Peer-to-peer (P2P) networks integrate autonomous computing resources without requiring a central coordinating authority, which makes them a potentially robust and scalable model for providing federated search capability to large-scale networks of text digital libraries. However, P2P networks have so far mostly used simple search techniques based on document names or controlled-vocabulary terms, and provided very limited support for full-text search of document contents. This dissertation provides solutions to full-text federated search with relevance-based document ranking within an integrated framework of P2P network overlay, search, and evolution models. Previous notions of P2P network architectures are extended to define a network overlay model with desired content distribution and navigability.

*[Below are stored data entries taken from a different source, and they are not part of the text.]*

PR #167, opened 2021-03-01
Enable all build flavors for UWP github PR actions

chrisfromwork:
We noticed recently that the release flavor was not building correctly. To try and avoid this in the future, this pr adds tasks to build all UWP flavors for prs.

Note: UWP release flavors may fail until the following pr is checked in: https://github.com/BabylonJS/BabylonReactNative/pull/164


.github/workflows/pr.yml
```diff
@@ -63,6 +63,260 @@ jobs:
...
+        run: npx gulp buildUWPx86Debug
+        working-directory: ./Package
+      - name: Gulp NuGet Restore Playground
+        run: npx gulp nugetRestoreUWPPlayground
+        working-directory: ./Package
+      - name: Gulp Build x86 Debug Playground (Windows)
+        run: npx gulp buildUWPPlaygroundx86Debug
+        working-directory: ./Package
+
+  build-windows-x86-release:
```
ryantrem, line 79: These all look like they are basically clones with configuration variations only, is that right? If so, can we leverage the GitHub workflow "matrix strategy" stuff? https://docs.github.com/en/actions/reference/workflow-syntax-for-github-actions#jobsjob_idstrategymatrix

chrisfromwork: yes. i will look into this

chrisfromwork: we now use a matrix for setup. Please let me know whether you are also wanting to reduce the number of gulp tasks/if you know of examples for providing arguments to gulp tasks

ryantrem (approved):

chrisfromwork:
resetting android build

PR #360, opened 2016-10-05
RxJS: Remove committed signature

matthewwithanm:
Looks like this snuck through in 46017ce8a27c489ee96b7f69cf3670fb73fed97c.


jeffmo:
Oops!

Existing approaches to federated search are adapted, and new methods are developed for resource representation, resource selection, and result merging in a network search model according to the unique characteristics of P2P networks. Furthermore, autonomous and decentralized algorithms to evolve the network topology into one with desired search-enhancing properties are proposed in a network evolution model to facilitate effective and efficient full-text federated search in dynamic environments. To demonstrate that the proposed solutions are both effective and practical, two P2P testbeds consisting of thousands of real-content text digital libraries and hundreds of thousands of automatically generated queries are developed. Evaluation using these testbeds provides strong empirical evidence that the approaches proposed in this dissertation provide a better combination of accuracy, efficiency and robustness than more common alternatives.